• [Problem details] Scan the entries for the word "function", and copy every line where it appears.
======== Material for the task
PR #238, opened 2026-05-13
feat(rps-demo): Endo daemon plugin demonstration as a distributed game (from endojs/playground#14)

kriscendobot:
Refs: endojs/playground#14

## Description

Adds `@endo/rps-demo`: a small teaching package that adapts the
two-player Rock Paper Scissors game from
[endojs/playground#14](https://github.com/endojs/playground/pull/14)
and packages it as a proper Endo daemon plugin. The point of the demo
is to show, end to end, how to author an Endo daemon plugin for a
distributed game.

The shape:

- `src/score.js` is the pure scoring function: rules as data plus a
  total function from a pair of `Choice` values to a `GameResult`. No
  SES, no exo, no CapTP dependency, so the rules are exercised by
  ordinary unit tests.
- `src/rock-paper-scissors.js` is the daemon-loadable plugin. Exports
  `make()`; the daemon calls it and stores the returned remotable
  under a pet name (`endo make src/rock-paper-scissors.js -n rps`).
  Wraps `score` in an `Attacker`/`Defender` exo pair with
  `M.interface(...)` pattern guards at the boundary.
- `index.js` re-exports `make`, `score`, `choices`, and the type
  aliases for in-process callers.
- `README.md` walks through the package's purpose, the capability
  sketch (one-shot `attack` returns a fresh `Defender`; the daemon is
  the trusted third party that scores both choices), and the two ways
  to run it (`yarn test` or via the `endo` CLI).

The original playground PR also carried a browser chat surface and a
CLI front-end (`chat-page.js`, `message-format.js`, `message-parse.js`,
and a vendored `endo-daemon.d.ts`). Those are dropped here so the demo
stays focused on the plugin and the game logic; a future demo can
compose this plugin with a chat or web surface without changing the
contract.

### Files most worth reviewing

- `packages/rps-demo/src/score.js` — scoring rules.
- `packages/rps-demo/src/rock-paper-scissors.js` — exo plugin.
- `packages/rps-demo/test/score.test.js` — exhaustive scoring tests.
- `packages/rps-demo/test/rock-paper-scissors.test.js` — exo behavior.
- `packages/rps-demo/README.md` — the teaching narrative.

### Security Considerations

The plugin introduces no new authorities. Both `Attacker` and
`Defender` are guarded with `M.interface(...)` so untrusted callers
cannot smuggle in bogus choices. The `Defender` capability carries
the attacker's choice in a closure but exposes only `defend(choice)`;
holders cannot read or replay the attacker's pick. The daemon worker
[...]

PR #327, opened 2026-05-20
docs(designs): daemon mount and git capability plans

0xpatrickbot:
## Description

Three interdependent design documents that complete the EndoMount surface and add capability-derived git on top:

1. `designs/daemon-mount-capabilities.md` — completes EndoMount. `snapshot()` becomes real (per-file consistency, no per-tree guarantee). `EndoMountEntry` is a passable value carrying mount lineage and normalized segments only; observational (`has`, `stat`) and handle-minting (`lookup`) authority lives on `EndoMount` and accepts entries as path-bearing arguments via additive overloads. `makeFile(path, content?)` is added as the path-form sibling of the existing `makeDirectory` (parallel construction; binary content via `Uint8Array`); no existing method is renamed. `EndoMountBacking` is a hidden Exo facet on the mount formula for trusted host-private physical access without leaking host paths.

2. `designs/daemon-git-capability.md` — revised git design over EndoMount. `provideGit(mountCap, petName)` is cap-passing only; name-table lookup is a separate authority that agent harnesses may use as a convenience at their layer. Worktree mutation, `tree(ref)` for historical reads, and `readOnly()` for in-place attenuation all live on the `Git` cap. Both construction paths produce the same authority shape internally: `provideGit(writableMount).readOnly()` and `provideGit(readOnlyMount)` yield equivalent read-only `Git` caps; `readOnly()` is idempotent; the `Git` formula carries read-only state as a field, not a wrapper convention. `GitRemote` construction is rejected from a read-only `Git`. Repository identity is pinned at construction via a common-dir + first-commit-OID + config-hash tuple with named handling for empty repos, unborn branches, linked worktrees, detached HEAD, and submodules. `GitBackend` is the essential contract, native-first; `NativeGitBackend` carries the hardening envelope separately so a future JS backend can implement the essential parts. Pinned git >= 2.30 with `--porcelain=v2` parsing surfaces. Structured result shapes (`GitDiff`, `GitConflict`, `GitMergeResult`, etc.) named for Phase 7 alongside `*Text` porcelain siblings.

3. `designs/daemon-git-remotes.md` — remote git companion. `fetch` / `pull` / `push` composed from local `Git` plus separately authorized HTTPS transport plus non-extractable bearer or basic credentials, bundled into a `GitRemote` capability. Credential injection runs through a daemon-shipped `GIT_ASKPASS` helper fed by an anonymous pipe (fd-only, never argv, env, or persisted state). No ambient git credential helpers; only daemon-controlled injection. Bearer support is gated on the credential-injection portability spike. CapTP carries control-plane authority while git packfile bytes travel on the bounded HTTPS data plane outside CapTP messages. Endpoint policy is formula-owned in Phase 1, controller-owned once Phase 5 lands. A Policy Validation Matrix table spells out the refspec / branch / tag / delete / force / wildcard / deletion combinations.

### Security Considerations

This PR is a security-relevant design. The trio describes object-capability discipline for filesystem and git access:

- `EndoMount` authority is an object, not a path string; the host's physical-backing facet is hidden and not part of the guest surface.
- `EndoMountEntry` is a value with no observational or handle-minting authority of its own; entries are passed *to* the mount, never used to mint authority directly.
- `Git` derives only from a cap-passed `EndoMount`; no string→`Git` path exists.
- `Git.readOnly()` returns an attenuated cap whose mutation methods throw; `provideGit(readOnlyMount)` yields the same authority shape directly. Both forms are idempotent.
- Repository identity is pinned at construction to defend against `.git` being swapped under the mount.
- Remote credentials are non-extractable: injected via daemon-controlled `GIT_ASKPASS` over an anonymous pipe; never in argv, env, persisted temp files, or guest-visible state.
- No ambient git credential helpers, SSH agents, or hooks; daemon-controlled injection is the only path.

### Scaling Considerations

Bulk tree reads (`storeTree`, `stageTree`, checkout-like flows, caplet source import) avoid per-file shell-outs by streaming `git archive --format=tar` through trusted daemon code; the guest still sees only `ReadableTree` / `ReadableBlob`. The bulk path is a backend-private data plane, not a public API.

This PR *is* the documentation. Each doc is self-contained: metadata, Summary, Read-in-order preamble, Design Decisions, Open Questions, Spike Tasks. `designs/README.md` row updated for each of the three docs.

### Testing Considerations

Test catalogs in each design doc (§ Testing Plan). Coverage includes:

- Daemon-restart-mid-operation: rebase across restart, push interrupted by `revoke()`, credential rotation mid-operation, `.git` replaced under the mount mid-operation.
- Capability tests: rejection of read-only-mount writes, `Git.readOnly()` idempotence, `GitRemote` rejection from read-only `Git`, identity-pinning verification across `.git` swap.
- Hardening tests: no ambient credential helpers, no shell interpolation, no secrets visible via `/proc/*/environ`.
- Bulk-tree tests: large subtree materialization via archive path produces the same CAS result as the lazy tree walk; rejects malformed/malicious archive entries.

Design-only PR; no source changes in this PR. All `EndoMount` changes are additive: new overloads on `has` / `stat` / `lookup` that accept an `EndoMountEntry`, new `entry(path)` and `stat(path)` methods, and a new `makeFile(path, content?)` sibling of the existing `makeDirectory`. No existing method is renamed or re-typed.

### Upgrade Considerations

N/A.

### DIFF
--- a/designs/README.md
+++ b/designs/README.md
@@ -1,8 +1,23 @@
 # Endo Design Documents
 
-*Last updated: 2026-05-20 (full grooming pass: milestone-totals reconciled to current table contents, calibration round 2026-05-20 added, Summary by Milestone and Gantt re-projected, Progress-as-of refreshed; landed on top of the 2026-05-19 status-only sweep that reconciled Status fields with shipped state on `llm`, M½ project-hygiene milestone extracted from M1, endopi raft added, PR #302 consolidation absorbed, and patterns-diagnostic-feedback added; forge-gap-analysis Reference design added 2026-05-20)*
+*Last updated: 2026-05-20 (daemon mount and git capability plans added — three new design docs revised per design-panel review: structured-result-shape migration deferred to Phase 7, `tree(ref)` and `readOnly()` both live on the `Git` cap, `NativeGitBackend` hardening envelope split off the essential `GitBackend` contract, `EndoMountBacking` pinned to a hidden Exo facet, credential-injection mechanism named, native git pinned to >=2.30, restart-mid-operation tests added, open-question debt reduced from 20 to 2; landed on top of the same-day forge-gap-analysis Reference design and the same-day full grooming pass that reconciled milestone-totals, added the 2026-05-20 calibration round, re-projected the Summary by Milestone and Gantt, and refreshed Progress-as-of; itself landed on top of the 2026-05-19 status-only sweep that reconciled Status fields with shipped state on `llm`, M½ project-hygiene milestone extracted from M1, endopi raft added, PR #302 consolidation absorbed, and patterns-diagnostic-feedback added)*
 
 *Recently added or revised:
+[daemon-mount-capabilities](daemon-mount-capabilities.md) (added
+2026-05-18, revised 2026-05-20; concrete completion plan for
+`EndoMount`, mount-scoped entry descriptors as values, snapshotting,
+and trusted physical-backing provenance as a hidden Exo facet),
+[daemon-git-capability](daemon-git-capability.md) (added 2026-05-18,
+revised 2026-05-20; revised git design over `EndoMount` /
+`EndoMountFile`; `tree(ref)` for historical reads and `readOnly()`
+for attenuation both live on the `Git` cap; `NativeGitBackend`
+hardening envelope split off the essential `GitBackend` contract;
+structured result shapes deferred to Phase 7),
+[daemon-git-remotes](daemon-git-remotes.md) (added 2026-05-18, revised
+2026-05-20; MVP remote-git companion for fetch, pull, push, bounded HTTPS
+transport, phase-conditional endpoint policy (formula-owned in Phase 1;
+controller-owned once Phase 5 lands), and non-extractable
+credentials with a `GIT_ASKPASS`-fed-by-anonymous-pipe injection mechanism),
 [patterns-diagnostic-feedback](patterns-diagnostic-feedback.md) (added
 2026-05-19, revised 2026-05-20; opt-in
 `@endo/patterns/explain-mismatch.js` submodule with a Rust-compiler-style
@@ -85,8 +100,11 @@ LLM-agent stack).*
 | [daemon-checkin-checkout](daemon-checkin-checkout.md) | 2026-03-17 | 2026-05-19 | **Complete** |
 | [daemon-capability-filesystem](daemon-capability-filesystem.md) | 2026-02-15 | 2026-05-19 | Reference |
 | [daemon-content-store-gc](daemon-content-store-gc.md) | 2026-03-20 | 2026-05-08 | **Complete** |
+| [daemon-git-capability](daemon-git-capability.md) | 2026-05-18 | 2026-05-20 | Proposed |
+| [daemon-git-remotes](daemon-git-remotes.md) | 2026-05-18 | 2026-05-21 | Proposed |
 | [daemon-message-streaming](daemon-message-streaming.md) | 2026-03-26 | 2026-05-19 | In Progress (PR #287) |
 | [daemon-mount](daemon-mount.md) | 2026-03-20 | 2026-05-19 | In Progress |
+| [daemon-mount-capabilities](daemon-mount-capabilities.md) | 2026-05-18 | 2026-05-20 | Proposed |
 | [filesystem-watchers](filesystem-watchers.md) | 2026-05-07 | 2026-05-07 | Not Started |
 | [platform-fs](platform-fs.md) | 2026-03-18 | 2026-05-19 | **Complete** |
 | [daemon-capability-persona](daemon-capability-persona.md) | 2026-02-16 | 2026-02-24 | Not Started |
@@ -179,7 +197,7 @@ LLM-agent stack).*
 | [namehub-interface-unification](namehub-interface-unification.md) | 2026-05-07 | 2026-05-07 | Proposed |
 | [forge-gap-analysis](forge-gap-analysis.md) | 2026-05-20 | 2026-05-20 | Reference (exploratory) |
 
-**Totals:** 39 Complete/Implemented, 18 In Progress, 36 Not Started, 17 Proposed, 2 Active, 7 Reference, 2 Deprecated, 1 Superseded (122 designs). Refreshed 2026-05-19 by a status-only sweep (consolidating the 2026-05-18 sweep with the 2026-05-19 batch update for 11 additional designs from closed PR #302) plus the patterns-diagnostic-feedback and ocapn-noise-session-reconnect Proposed entries; the 12-design jump in Complete/Implemented over the 2026-05-08 snapshot reflects shipped work whose Status field had not previously been updated, not new completions in this pass; see the corresponding "## Status" sections in each design file for evidence pointers (commit SHA or PR number). Totals reflect the 11 design files added on `llm` since the sweep's branch point (the endopi raft of `endopi` + 8 `endopi-*` gap-closing designs plus `hardened-text-codecs-shim` and `hardened-url-shim`) plus namehub-interface-unification (Proposed) added by PR #117 on rebase, plus forge-gap-analysis (Reference) added 2026-05-20.
+**Totals:** 39 Complete/Implemented, 18 In Progress, 36 Not Started, 20 Proposed, 2 Active, 7 Reference, 2 Deprecated, 1 Superseded (125 designs). Refreshed 2026-05-19 by a status-only sweep (consolidating the 2026-05-18 sweep with the 2026-05-19 batch update for 11 additional designs from closed PR #302) plus the patterns-diagnostic-feedback and ocapn-noise-session-reconnect Proposed entries; the 12-design jump in Complete/Implemented over the 2026-05-08 snapshot reflects shipped work whose Status field had not previously been updated, not new completions in this pass; see the corresponding "## Status" sections in each design file for evidence pointers (commit SHA or PR number). Totals reflect the 16 design files added on `llm` since the sweep's branch point (the endopi raft of `endopi` + 8 `endopi-*` gap-closing designs, `hardened-text-codecs-shim`, `hardened-url-shim`, namehub-interface-unification (Proposed) added by PR #117 on rebase, forge-gap-analysis (Reference) added 2026-05-20, and the daemon mount and git capability trio: `daemon-mount-capabilities` + `daemon-git-capability` + `daemon-git-remotes`).
 
 ## Roadmap
 
@@ -300,6 +318,9 @@ flowchart TD
         pfs[platform-fs<br/><i>COMPLETE</i>]
         dfs[daemon-capability-filesystem<br/><i>REFERENCE</i>]
         dmount[daemon-mount<br/><i>IN PROGRESS</i>]
+        dmcap[daemon-mount-capabilities]
+        dgit[daemon-git-capability]
+        dgitremote[daemon-git-remotes]
         dfsw[filesystem-watchers]
         dcsgc[daemon-content-store-gc]
         dpers[daemon-capability-persona]
@@ -307,10 +328,15 @@ flowchart TD
         icancel[inventory-cancel-and-liveness]
         pfs --> dfs
         pfs --> dmount
+        dmount --> dmcap
+        dmcap --> dgit
+        dgit --> dgitremote
         pfs --> dci
         pfs --> dfsw
         dmount --> dfsw
         dmount --> dtools
+        dgitremote --> dtools
+        enetfetch --> dgitremote
         dmount --> dcsgc
         dsand --> dbank
         dfs --> dbank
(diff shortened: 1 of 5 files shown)


0xpatrickdev:
@kriscendobot please review this with the panel

kriscendobot (changes requested):
# Design Panel Review

Design-panel review (7 seats) on PR #327 (`docs(designs): daemon mount and git capability plans`).
The PR adds three interdependent design documents: `daemon-mount-capabilities.md`, `daemon-git-capability.md`, and `daemon-git-remotes.md`, plus README and agent-tools cross-reference updates.
Per the design panel's discipline (`skills/panel-review/SKILL.md` § Panel composition), the seven seats are critic, skeptic, decomplector, ergonomist, copyeditor, pedant, novice.

**Panel execution: in-band-fallback** (the dispatch harness did not surface an `Agent` / `Task` tool, so each seat's block was written in-band against the per-seat role file, sequentially).
**Panel kind: design-panel.**

The findings below are tagged with a disposition per `skills/panel-review/SKILL.md` § Dispositions and a rule citation per § Cite-or-propose discipline.

## Must fix before merge

- **[must-fix-loop]** `designs/daemon-git-capability.md` § Sample Use: `const readme = E(worktree).entry('README.md')` is missing `await`.
  `E()` returns a promise for any method call, so `readme` is `Promise<EndoMountEntry>`, and the subsequent `E(git).add([readme])` passes a promise-wrapped entry to a method declared to accept `EndoMountEntry[]`.
  LLM agents reading this doc will copy-paste the broken pattern.
  Fix: add `await` to the `entry(...)` call, or restructure the example.
  [rule: project CLAUDE.md § Eventual send (`E()` calls return promises)]

- **[must-fix-loop]** `designs/daemon-git-capability.md` Design Decision 7 (repository identity pin) has an internal contradiction.
  Decision 7 says the empty-repo `EMPTY` sentinel triggers "the next successful `commit` triggers a re-pin", which implies an automatic re-pin happens during a guest-initiated `commit()`.
  Two paragraphs later, "Re-pinning is a host-side operation: the host can re-derive `Git` with a refreshed pin.
  Guests cannot mutate the pin."
  These are different mechanisms and the document does not reconcile them.
  Either the unborn-repo case auto-re-pins (and the "guests cannot mutate the pin" sentence needs a carve-out), or the unborn-repo case fails-closed until host re-derives (and the "next successful commit triggers a re-pin" sentence is wrong).
  Pick one; revise the text to reflect the choice.
  [rule: designs/CLAUDE.md § Document Structure (decisions should be internally consistent)]

- **[must-fix-loop]** `designs/daemon-mount-capabilities.md` § `EndoMount` interface has sibling-spelling incoherence on path-argument form.
  `has(...path: string[])` uses rest-parameter form; `list(...path: string[])` uses rest-parameter form; `lookup(path: string[])` uses array-parameter form; `readText(path: string[])` uses array-parameter form; new path-form mutators use array-parameter form.
  A caller writing `mount.has('a', 'b')` then `mount.lookup(['a', 'b'])` for the same path discriminator across sibling methods will trip on the inconsistency.
  Either pick one form across the whole `EndoMount` surface, or explicitly justify the split with a one-sentence rationale that names which methods take which form and why.
  Surfaced independently by ergonomist; decomplector's sibling-coherence overlap flagged the same axis.
  [rule: skills/rename-discipline/SKILL.md (sibling-surface coherence)]

## Should fix before merge (`summary-fix` bundle)

- **[summary-fix]** Sentence-per-line markdown style is violated throughout all three new docs.
  CONTRIBUTING.md § Markdown Style Guide is explicit: "Start each sentence on a new line."
  Multiple sentences per logical paragraph wrap mid-sentence at column boundary; sentences begin mid-line throughout.
  Example: `daemon-mount-capabilities.md` § Summary, lines 20-29; the pattern repeats across all three new docs.
  Mechanical reformat per the rule.
  [rule: CONTRIBUTING.md § Markdown Style Guide]

- **[summary-fix]** `designs/daemon-mount-capabilities.md` line 462-467: ASCII flow diagram in a `text`-fenced code block (`EndoMount.snapshot() -> recursively check in the mount read surface -> ...`).
  Replace with a small mermaid `flowchart TD`; the surrounding doc already uses mermaid for its architecture figures.
  [rule: roles/pedant/AGENT.md § Operating norms § Layered project rules (kriskowal on `endojs/endo-but-for-bots` PR #238 comment id=3237804603, 2026-05-17)]

- **[summary-fix]** `designs/daemon-git-capability.md` Native Git Version Pin: the floor justification names the operating-system distribution that ships 2.30 ("Ubuntu 22.04 LTS, macOS Monterey, ...") but not the load-bearing git feature that requires 2.30.
  Strengthen by naming the introducing version of `--porcelain=v2` (added in 2.11) and `--end-of-options` (added in 2.24) so a future maintainer who wants to drop the floor knows what would break.
  [proposed-rule: a version-pin justification should name the load-bearing feature added at the pinned version, not just the OS that ships it]

- **[summary-fix]** `designs/daemon-git-capability.md` § Read-only construction paths: the same-authority-shape invariant requires repository identity to be pinned at construction (Decision 7), and pinning requires read access to `.git/config` and `git rev-parse`.
  The connection that read-only mounts grant historical-contents read access (Decision 8's second boundary) is the resolution but the link is implicit.
  Add a forward-pointer from § Read-only construction paths to Decision 8.
  [rule: designs/CLAUDE.md § Document Structure (cross-reference clarity)]

- **[summary-fix]** `designs/daemon-git-remotes.md` § Why bundle local + transport + credential: the rationale lists four pros without naming the symmetric cost of bundling.
  Add a one-sentence "the cost is..." clause (the guest cannot, e.g., observe credential identity rotation without also being granted the credential controller) so the rationale presents both sides.
  Surfaced by critic; decomplector flagged the same axis on the same section.
  [proposed-rule: design-decision rationales that present pros without naming the symmetric cost should be flagged]

- **[summary-fix]** `designs/daemon-mount-capabilities.md` § Summary, § Snapshot Semantics, and most paragraph-form sections: long compound sentences chained by semicolons obscure discrete items.
  Recommend splitting at semicolon boundaries where the clauses are independent.
  Particularly: § Summary's "Three pieces land together: ...; ...; ..." should be three sentences, one per piece.
  This pairs with the sentence-per-line summary-fix above.
  [rule: CONTRIBUTING.md § Markdown Style Guide]

- **[summary-fix]** `designs/daemon-git-capability.md` § `Git` interface: the `*Branch` family (`createBranch`, `deleteBranch`, `renameBranch`, `currentBranch`, `branches`) is coherent but `switch(ref)` accepts any ref and breaks the family-suffix discipline.
  Either rename to `checkout(ref)` (matching `git checkout`'s scope) or split into `switchBranch(name)` + `detach(ref)` to preserve the family-suffix.
  Surfaced by ergonomist; decomplector's family-consistency overlap flagged the inline comment that apologizes for the break.
  [proposed-rule: API method-family suffixes should be consistent across the family; a member that breaks the family carries a different verb or splits]

- **[summary-fix]** `designs/daemon-git-remotes.md` § `GitRemote.inspect()`: the return shape duplicates `GitRemotePolicy` fields without naming the relationship.
  Either declare `inspect(): Promise<GitRemotePolicy>` or `inspect(): Promise<GitRemotePolicy & { revoked: boolean }>` (matching the sibling `GitRemoteController.inspect()`).
  [rule: skills/rename-discipline/SKILL.md (sibling return-shape coherence)]

- **[summary-fix]** Docs 2 and 3 lack a "What you should know first" preamble (doc 1 has an excellent one).
  A reader landing on doc 2 or doc 3 via search (looking for "git" or "remote") reads "`EndoMount` carries public worktree authority" without context.
  Add a brief preamble to docs 2 and 3 listing the doc-1 (and for doc 3, doc-2) primitives the reader needs in one-line form.
  [proposed-rule: multi-doc design series should each carry a self-contained "what you should know first" preamble; cross-doc prerequisites alone do not survive search-driven landing]

- **[summary-fix]** `designs/daemon-git-capability.md` § Capability Construction: the `petName` argument's purpose in `provideGit(mountCap, petName)` is not glossed in the immediate context.
  Add a one-sentence gloss naming the pet-name's role (registering the capability for later lookup).
  [rule: roles/novice/AGENT.md § Operating norms § (b) assumed background]

## Follow-up (`follow-up`)

- **[follow-up]** `designs/daemon-git-remotes.md` § Testing Plan: in-flight authentication failure (server returning 401 mid-fetch) and in-flight transport error (server returning 5xx mid-push) are not in the test catalog.
  These are distinct from the cred-rotation-between-operations test and credential-revoked-pre-operation test; they have different fixtures and different observable outcomes.
  Test catalog can be expanded when the implementation PR lands; the design's catalog is suggestive, not blocking.
  [proposed-rule: a remote-protocol test catalog should include at least one in-flight authentication failure and one in-flight transport error]

- **[follow-up]** `designs/daemon-mount-capabilities.md` § Phase 4 (trusted backing): the design's rationale claim that the hidden-facet implementation "survives daemon restart trivially because it is reconstituted from the same formula" rests on an unverified premise about whether the daemon's formula machinery supports sibling-facet reconstitution today.
  Either cite the file / function that already supports this, or acknowledge it as a prerequisite to be added.
  Best addressed when the implementation PR exercises the path; documenting as design-time follow-up.
  [rule: designs/CLAUDE.md § Dependencies (designs depending on platform behavior should cite the implementation)]

- **[follow-up]** `designs/daemon-mount-capabilities.md` § Snapshot Semantics: the per-file consistency contract does not address missing-file races (a file removed mid-snapshot or a directory renamed mid-snapshot).
  Either include "missing-file races degrade to a structured error" or "missing-file races omit that entry from the snapshot tree" in the contract.
  Best addressed when the snapshot-consumer's design pass surfaces the concrete race-mode needs.
  [proposed-rule: design docs that name a consistency mode should enumerate at least one concrete race the mode permits and one the mode forbids]

## Acknowledge

- **[acknowledge]** `designs/daemon-git-capability.md` § Two Git Concerns, Kept Separate: the conceptual split between worktree and tree-backend is named in prose but the API puts both on one cap.
  The contradiction is acknowledged in § Alternatives Considered for Tree Access Shape and is a deliberate trade-off (one-turn cost vs cleaner-decomposition).
  Recording for the record; no change requested.
  Decomplector's read: the chosen shape is defensible; the trade-off is honestly named.
  [rule: skills/panel-review/SKILL.md § Cite-or-propose]

- **[acknowledge]** `designs/daemon-mount-capabilities.md` § Capability Model § Alternative Considered: Entries as Mini-Capabilities is a model section for design rationale.
  The decision to put both observational authority and handle-minting on the mount (and keep the entry as a pure value) is one of the trio's clearest decomplecting wins.
  [rule: skills/panel-review/SKILL.md § Cite-or-propose]

- **[acknowledge]** The trio's overall three-doc shape (one cap layer per doc), the "Read in order" preamble, and the explicit dependency notes between docs are positive patterns worth recording.
  [rule: skills/panel-review/SKILL.md § Cite-or-propose]

## Drop

- **[drop]** `designs/daemon-git-capability.md` `console.error` use in Sample Use was flagged by ergonomist for review, then confirmed as consistent with project CLAUDE.md § Diagnostic discipline.
  No issue.

- **[drop]** Em-dash usage flagged by initial style sweep, dropped: the project (not the garden) does not forbid em-dashes; peer design docs use them freely.
  The garden's `em-dash-style` rule applies to garden-internal documents, not project-vendored design docs.

- **[drop]** `designs/daemon-git-remotes.md` Windows-specific verification in the bearer-token spike was flagged by skeptic as a procedure gap.
  Dropped because Windows is not a Phase 1 deliverable and the spike's deliverable note already mentions Windows in scope; the procedure-detail gap is minor and is more naturally addressed at spike-execution time.

## Summary

The trio is a well-architected three-doc design series with careful capability boundaries, honest trade-off discussion, and clear authority separation.
Three must-fix items block clean acceptance: a sample-code bug in doc 2's worked example, an internal contradiction in doc 2's Design Decision 7 (re-pin mechanic), and sibling-spelling incoherence in doc 1's `EndoMount` interface.
Eleven summary-fix items address sentence-per-line markdown style (project-wide rule applied mechanically), one ASCII-diagram-to-mermaid conversion, naming and family-coherence touch-ups, and a few rationale strengthenings.
Three follow-up items can land when the implementation PR exercises the design.
The trio's conceptual decomplecting work, alternative-considered prose, and multi-doc dependency discipline are recorded as positive examples for the panel's "Cite-or-propose" tracking.

The verdict is **request-changes** keyed off the three must-fix-loop items.
After those land, the panel expects to re-review with the same disposition rubric.

0xpatrickdev:
@0xpatrickbot please add these commits to our [design history branch](https://github.com/0xpatrickdev/endo-but-for-bots/tree/pc-daemon-mount-git-designs-history) and leave a single `fixup!` commit here

0xpatrickdev:
@kriscendobot please take a look at the zizmor CI failure: https://github.com/endojs/endo-but-for-bots/actions/runs/26242919757/job/77233693828?pr=327#step:3:104

 If you have trouble accessing the logs, stop and report back. If related to my PR, comment a suggested fix. If unrelated, please open a PR with a fix.

0xpatrickdev:
@kriscendobot yes please file and fix

0xpatrickdev (approved):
================
• [Problem solution]
- `src/score.js` is the pure scoring function: rules as data plus a
  total function from a pair of `Choice` values to a `GameResult`. No
  Either cite the file / function that already supports this, or acknowledge it as a prerequisite to be added.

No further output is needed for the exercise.